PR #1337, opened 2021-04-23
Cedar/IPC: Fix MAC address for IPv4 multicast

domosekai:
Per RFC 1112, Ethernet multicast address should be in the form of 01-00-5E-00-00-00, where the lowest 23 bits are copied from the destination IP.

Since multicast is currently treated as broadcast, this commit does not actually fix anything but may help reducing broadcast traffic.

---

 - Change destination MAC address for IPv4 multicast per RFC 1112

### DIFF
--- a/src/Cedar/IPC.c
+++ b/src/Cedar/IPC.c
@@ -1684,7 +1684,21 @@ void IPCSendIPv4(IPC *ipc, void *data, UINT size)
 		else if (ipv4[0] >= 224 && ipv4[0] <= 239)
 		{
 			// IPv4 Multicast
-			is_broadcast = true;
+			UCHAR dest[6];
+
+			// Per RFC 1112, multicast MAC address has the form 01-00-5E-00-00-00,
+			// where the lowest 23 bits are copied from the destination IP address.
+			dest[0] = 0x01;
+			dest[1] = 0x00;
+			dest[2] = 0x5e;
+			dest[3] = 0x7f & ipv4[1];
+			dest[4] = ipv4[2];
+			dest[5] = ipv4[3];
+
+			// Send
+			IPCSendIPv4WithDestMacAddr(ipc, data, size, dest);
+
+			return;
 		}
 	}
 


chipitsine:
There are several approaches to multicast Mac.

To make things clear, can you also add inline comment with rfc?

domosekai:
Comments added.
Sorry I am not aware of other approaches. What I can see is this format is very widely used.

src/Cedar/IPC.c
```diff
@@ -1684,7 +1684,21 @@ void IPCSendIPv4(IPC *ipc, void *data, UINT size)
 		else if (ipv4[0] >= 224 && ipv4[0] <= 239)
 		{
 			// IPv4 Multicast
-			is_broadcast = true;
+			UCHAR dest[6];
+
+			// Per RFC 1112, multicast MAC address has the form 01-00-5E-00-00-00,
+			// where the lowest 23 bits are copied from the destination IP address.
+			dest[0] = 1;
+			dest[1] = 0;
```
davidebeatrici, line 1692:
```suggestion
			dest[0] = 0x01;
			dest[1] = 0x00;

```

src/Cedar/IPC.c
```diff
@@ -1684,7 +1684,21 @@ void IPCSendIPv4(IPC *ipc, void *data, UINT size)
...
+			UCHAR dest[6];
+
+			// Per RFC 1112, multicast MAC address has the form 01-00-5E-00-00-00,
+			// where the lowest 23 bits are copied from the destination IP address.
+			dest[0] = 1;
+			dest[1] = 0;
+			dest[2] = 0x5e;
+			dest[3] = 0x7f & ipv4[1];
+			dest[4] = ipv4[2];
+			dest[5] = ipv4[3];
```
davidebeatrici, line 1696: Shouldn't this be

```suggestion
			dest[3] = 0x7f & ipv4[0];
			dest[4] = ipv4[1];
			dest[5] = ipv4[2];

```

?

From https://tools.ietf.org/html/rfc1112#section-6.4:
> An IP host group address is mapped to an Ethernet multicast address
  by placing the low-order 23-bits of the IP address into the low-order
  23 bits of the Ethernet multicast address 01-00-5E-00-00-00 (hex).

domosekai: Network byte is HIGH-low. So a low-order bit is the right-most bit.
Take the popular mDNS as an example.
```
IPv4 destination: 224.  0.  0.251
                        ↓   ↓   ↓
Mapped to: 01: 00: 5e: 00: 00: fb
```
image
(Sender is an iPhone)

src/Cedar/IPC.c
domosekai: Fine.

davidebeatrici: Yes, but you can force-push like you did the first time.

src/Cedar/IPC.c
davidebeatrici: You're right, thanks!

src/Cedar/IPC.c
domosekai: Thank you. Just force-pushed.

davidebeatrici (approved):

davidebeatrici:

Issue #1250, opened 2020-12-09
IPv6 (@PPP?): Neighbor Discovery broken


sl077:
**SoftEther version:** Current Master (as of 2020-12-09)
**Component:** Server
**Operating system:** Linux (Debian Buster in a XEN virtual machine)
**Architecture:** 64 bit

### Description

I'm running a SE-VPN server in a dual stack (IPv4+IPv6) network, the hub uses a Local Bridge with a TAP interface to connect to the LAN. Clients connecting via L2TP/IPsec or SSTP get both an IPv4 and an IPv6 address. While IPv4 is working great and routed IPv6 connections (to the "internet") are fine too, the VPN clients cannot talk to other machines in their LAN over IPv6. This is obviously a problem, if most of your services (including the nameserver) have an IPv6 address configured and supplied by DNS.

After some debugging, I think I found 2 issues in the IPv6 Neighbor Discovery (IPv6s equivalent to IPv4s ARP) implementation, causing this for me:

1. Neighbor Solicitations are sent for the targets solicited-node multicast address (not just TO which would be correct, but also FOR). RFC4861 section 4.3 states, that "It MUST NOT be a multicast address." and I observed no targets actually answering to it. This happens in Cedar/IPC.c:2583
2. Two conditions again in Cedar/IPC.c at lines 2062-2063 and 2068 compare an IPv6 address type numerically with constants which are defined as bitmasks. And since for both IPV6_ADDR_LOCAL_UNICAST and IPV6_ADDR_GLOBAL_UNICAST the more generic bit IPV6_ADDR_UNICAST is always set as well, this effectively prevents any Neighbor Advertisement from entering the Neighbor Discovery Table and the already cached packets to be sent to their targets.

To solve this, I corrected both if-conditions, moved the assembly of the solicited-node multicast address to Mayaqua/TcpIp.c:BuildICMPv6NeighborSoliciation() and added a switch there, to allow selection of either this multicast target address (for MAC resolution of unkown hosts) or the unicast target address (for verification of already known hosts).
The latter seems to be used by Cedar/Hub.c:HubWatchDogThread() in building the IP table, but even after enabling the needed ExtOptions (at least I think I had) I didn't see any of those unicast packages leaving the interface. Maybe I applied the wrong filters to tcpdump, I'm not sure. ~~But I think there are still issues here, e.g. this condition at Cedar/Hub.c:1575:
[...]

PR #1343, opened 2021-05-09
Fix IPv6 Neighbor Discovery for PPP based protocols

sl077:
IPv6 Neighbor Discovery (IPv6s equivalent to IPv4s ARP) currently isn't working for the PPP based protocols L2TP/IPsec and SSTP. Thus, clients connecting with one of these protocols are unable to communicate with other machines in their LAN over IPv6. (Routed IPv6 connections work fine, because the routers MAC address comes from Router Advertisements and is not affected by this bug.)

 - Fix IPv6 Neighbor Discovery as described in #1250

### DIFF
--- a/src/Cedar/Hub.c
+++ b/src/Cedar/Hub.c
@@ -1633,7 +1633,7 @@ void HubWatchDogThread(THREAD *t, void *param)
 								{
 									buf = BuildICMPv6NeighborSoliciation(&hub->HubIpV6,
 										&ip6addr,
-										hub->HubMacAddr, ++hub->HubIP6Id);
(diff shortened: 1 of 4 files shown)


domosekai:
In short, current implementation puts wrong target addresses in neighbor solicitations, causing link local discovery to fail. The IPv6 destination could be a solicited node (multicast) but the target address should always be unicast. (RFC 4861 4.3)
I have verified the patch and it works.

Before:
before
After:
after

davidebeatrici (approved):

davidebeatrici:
* * * * * * * * *
◆ Exercise prompt ◆
All the entries above should come back exactly as they are written.

◆ Problem solution ◆
PR #1337, opened 2021-04-23
Cedar/IPC: Fix MAC address for IPv4 multicast

domosekai:
Per RFC 1112, Ethernet multicast address should be in the form of 01-00-5E-00-00-00, where the lowest 23 bits are copied from the destination IP.

Since multicast is currently treated as broadcast, this commit does not actually fix anything but may help reducing broadcast traffic.

---

 - Change destination MAC address for IPv4 multicast per RFC 1112

### DIFF
--- a/src/Cedar/IPC.c
+++ b/src/Cedar/IPC.c
@@ -1684,7 +1684,21 @@ void IPCSendIPv4(IPC *ipc, void *data, UINT size)
 		else if (ipv4[0] >= 224 && ipv4[0] <= 239)
 		{
 			// IPv4 Multicast
-			is_broadcast = true;
+			UCHAR dest[6];
+
+			// Per RFC 1112, multicast MAC address has the form 01-00-5E-00-00-00,
+			// where the lowest 23 bits are copied from the destination IP address.
+			dest[0] = 0x01;
+			dest[1] = 0x00;
+			dest[2] = 0x5e;
+			dest[3] = 0x7f & ipv4[1];
+			dest[4] = ipv4[2];
+			dest[5] = ipv4[3];
+
+			// Send
+			IPCSendIPv4WithDestMacAddr(ipc, data, size, dest);
+
+			return;
 		}
 	}
 


chipitsine:
There are several approaches to multicast Mac.

To make things clear, can you also add inline comment with rfc?

domosekai:
Comments added.
Sorry I am not aware of other approaches. What I can see is this format is very widely used.

src/Cedar/IPC.c
```diff
@@ -1684,7 +1684,21 @@ void IPCSendIPv4(IPC *ipc, void *data, UINT size)
 		else if (ipv4[0] >= 224 && ipv4[0] <= 239)
 		{
 			// IPv4 Multicast
-			is_broadcast = true;
+			UCHAR dest[6];
+
+			// Per RFC 1112, multicast MAC address has the form 01-00-5E-00-00-00,
+			// where the lowest 23 bits are copied from the destination IP address.
+			dest[0] = 1;
+			dest[1] = 0;
```
davidebeatrici, line 1692:
```suggestion
			dest[0] = 0x01;
			dest[1] = 0x00;

```

src/Cedar/IPC.c
```diff
@@ -1684,7 +1684,21 @@ void IPCSendIPv4(IPC *ipc, void *data, UINT size)
...
+			UCHAR dest[6];
+
+			// Per RFC 1112, multicast MAC address has the form 01-00-5E-00-00-00,
+			// where the lowest 23 bits are copied from the destination IP address.
+			dest[0] = 1;
+			dest[1] = 0;
+			dest[2] = 0x5e;
+			dest[3] = 0x7f & ipv4[1];
+			dest[4] = ipv4[2];
+			dest[5] = ipv4[3];
```
davidebeatrici, line 1696: Shouldn't this be

```suggestion
			dest[3] = 0x7f & ipv4[0];
			dest[4] = ipv4[1];
			dest[5] = ipv4[2];

```

?

From https://tools.ietf.org/html/rfc1112#section-6.4:
> An IP host group address is mapped to an Ethernet multicast address
  by placing the low-order 23-bits of the IP address into the low-order
  23 bits of the Ethernet multicast address 01-00-5E-00-00-00 (hex).

domosekai: Network byte is HIGH-low. So a low-order bit is the right-most bit.
Take the popular mDNS as an example.
```
IPv4 destination: 224.  0.  0.251
                        ↓   ↓   ↓
Mapped to: 01: 00: 5e: 00: 00: fb
```
image
(Sender is an iPhone)

src/Cedar/IPC.c
domosekai: Fine.

davidebeatrici: Yes, but you can force-push like you did the first time.

src/Cedar/IPC.c
davidebeatrici: You're right, thanks!

src/Cedar/IPC.c
domosekai: Thank you. Just force-pushed.

davidebeatrici (approved):

davidebeatrici:

Issue #1250, opened 2020-12-09
IPv6 (@PPP?): Neighbor Discovery broken


sl077:
**SoftEther version:** Current Master (as of 2020-12-09)
**Component:** Server
**Operating system:** Linux (Debian Buster in a XEN virtual machine)
**Architecture:** 64 bit

### Description

I'm running a SE-VPN server in a dual stack (IPv4+IPv6) network, the hub uses a Local Bridge with a TAP interface to connect to the LAN. Clients connecting via L2TP/IPsec or SSTP get both an IPv4 and an IPv6 address. While IPv4 is working great and routed IPv6 connections (to the "internet") are fine too, the VPN clients cannot talk to other machines in their LAN over IPv6. This is obviously a problem, if most of your services (including the nameserver) have an IPv6 address configured and supplied by DNS.

After some debugging, I think I found 2 issues in the IPv6 Neighbor Discovery (IPv6s equivalent to IPv4s ARP) implementation, causing this for me:

1. Neighbor Solicitations are sent for the targets solicited-node multicast address (not just TO which would be correct, but also FOR). RFC4861 section 4.3 states, that "It MUST NOT be a multicast address." and I observed no targets actually answering to it. This happens in Cedar/IPC.c:2583
2. Two conditions again in Cedar/IPC.c at lines 2062-2063 and 2068 compare an IPv6 address type numerically with constants which are defined as bitmasks. And since for both IPV6_ADDR_LOCAL_UNICAST and IPV6_ADDR_GLOBAL_UNICAST the more generic bit IPV6_ADDR_UNICAST is always set as well, this effectively prevents any Neighbor Advertisement from entering the Neighbor Discovery Table and the already cached packets to be sent to their targets.

To solve this, I corrected both if-conditions, moved the assembly of the solicited-node multicast address to Mayaqua/TcpIp.c:BuildICMPv6NeighborSoliciation() and added a switch there, to allow selection of either this multicast target address (for MAC resolution of unkown hosts) or the unicast target address (for verification of already known hosts).
The latter seems to be used by Cedar/Hub.c:HubWatchDogThread() in building the IP table, but even after enabling the needed ExtOptions (at least I think I had) I didn't see any of those unicast packages leaving the interface. Maybe I applied the wrong filters to tcpdump, I'm not sure. ~~But I think there are still issues here, e.g. this condition at Cedar/Hub.c:1575:
[...]

PR #1343, opened 2021-05-09
Fix IPv6 Neighbor Discovery for PPP based protocols

sl077:
IPv6 Neighbor Discovery (IPv6s equivalent to IPv4s ARP) currently isn't working for the PPP based protocols L2TP/IPsec and SSTP. Thus, clients connecting with one of these protocols are unable to communicate with other machines in their LAN over IPv6. (Routed IPv6 connections work fine, because the routers MAC address comes from Router Advertisements and is not affected by this bug.)

 - Fix IPv6 Neighbor Discovery as described in #1250

### DIFF
--- a/src/Cedar/Hub.c
+++ b/src/Cedar/Hub.c
@@ -1633,7 +1633,7 @@ void HubWatchDogThread(THREAD *t, void *param)
 								{
 									buf = BuildICMPv6NeighborSoliciation(&hub->HubIpV6,
 										&ip6addr,
-										hub->HubMacAddr, ++hub->HubIP6Id);
(diff shortened: 1 of 4 files shown)


domosekai:
In short, current implementation puts wrong target addresses in neighbor solicitations, causing link local discovery to fail. The IPv6 destination could be a solicited node (multicast) but the target address should always be unicast. (RFC 4861 4.3)
I have verified the patch and it works.

Before:
before
After:
after

davidebeatrici (approved):

davidebeatrici:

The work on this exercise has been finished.